### What you will do:
Among the entries, which lines carry the string "maxIncreaseWithRewards"? Copy each of them.

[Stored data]
- - - -

PR #1451, opened 2025-09-17
fix: quar calculation /  updateVaultShareLimit shortcut / totalValue underflow

### LINKED ISSUE #1342: [Bug]: making a vault get stuck via gifting
### Summary

withdrawing more than the value of the vault using gifting when slashing happens, this will cause the oracle report to not work https://github.com/lidofinance/core/blob/22cab0f0372015f2d2fce8bede64e98beae28571/contracts/0.8.25/vaults/LazyOracle.sol#L311 and eth gets stuck unless the owner fund the missing eth to the vault

### Expected Behavior

-

### Potential Impact

-

### Steps to Reproduce

-

### Possible Solutions

_No response_

### Guidelines

dry914:
Fixes:
1. https://github.com/lidofinance/core/issues/1342
2. remove `updateVaultShareLimit` shortcut
3. light refactoring of `_processTotalValue` calculation. Comment from Certora:

> in _processTotalValue why do we need both conditons here _reportedTotalValue <= quarantineThreshold || totalValueIncrease <= maxIncreaseWithRewards line 502
> i think that when the first condition is true the second is true so not sure we need the first one.


contracts/0.8.25/vaults/LazyOracle.sol
```diff
@@ -499,7 +499,9 @@ contract LazyOracle is ILazyOracle, AccessControlEnumerableUpgradeable {
             uint256 maxIncreaseWithRewards = quarantinedValue +
                 (onchainTotalValueOnRefSlot + quarantinedValue) * $.maxRewardRatioBP / TOTAL_BASIS_POINTS;
 
-            if (_reportedTotalValue <= quarantineThreshold || totalValueIncrease <= maxIncreaseWithRewards) {
+            // NB: No need to check "_reportedTotalValue <= quarantineThreshold" separately since
+            // when that condition is true, "totalValueIncrease <= maxIncreaseWithRewards" is always true as well
+            if (totalValueIncrease <= maxIncreaseWithRewards) {
```
TheDZhon: can we reformulate the first to be here `_reportedTotalValue`, not losing behavior cohesiveness

test/integration/vaults/lazyOracle.integration.ts
```diff
@@ -642,6 +642,51 @@ describe("Integration: LazyOracle", () => {
...
+      // totalValueWithoutQuarantine + currentInOutDelta - inOutDeltaOnRefSlot
+      // = 998 + 1 ETH - 1000 ETH
+      await expect(
+        reportVaultDataWithProof(ctx, stakingVault, {
+          totalValue: slashedTotalValue,
+          waitForNextRefSlot: false,
+        }),
+      ).to.be.revertedWithCustomError(lazyOracle, "UnderflowInTotalValueCalculation");
+
+      // but it works after waiting for next refSlot
```
TheDZhon, line 688: if attacker continues to repeat this, the freshness condition would prevent withdrawals

TheDZhon (commented):
:+1:

TheDZhon (approved):
LGTM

- - - -

### Result for this task:
> in _processTotalValue why do we need both conditons here _reportedTotalValue <= quarantineThreshold || totalValueIncrease <= maxIncreaseWithRewards line 502
             uint256 maxIncreaseWithRewards = quarantinedValue +
-            if (_reportedTotalValue <= quarantineThreshold || totalValueIncrease <= maxIncreaseWithRewards) {
+            // when that condition is true, "totalValueIncrease <= maxIncreaseWithRewards" is always true as well
+            if (totalValueIncrease <= maxIncreaseWithRewards) {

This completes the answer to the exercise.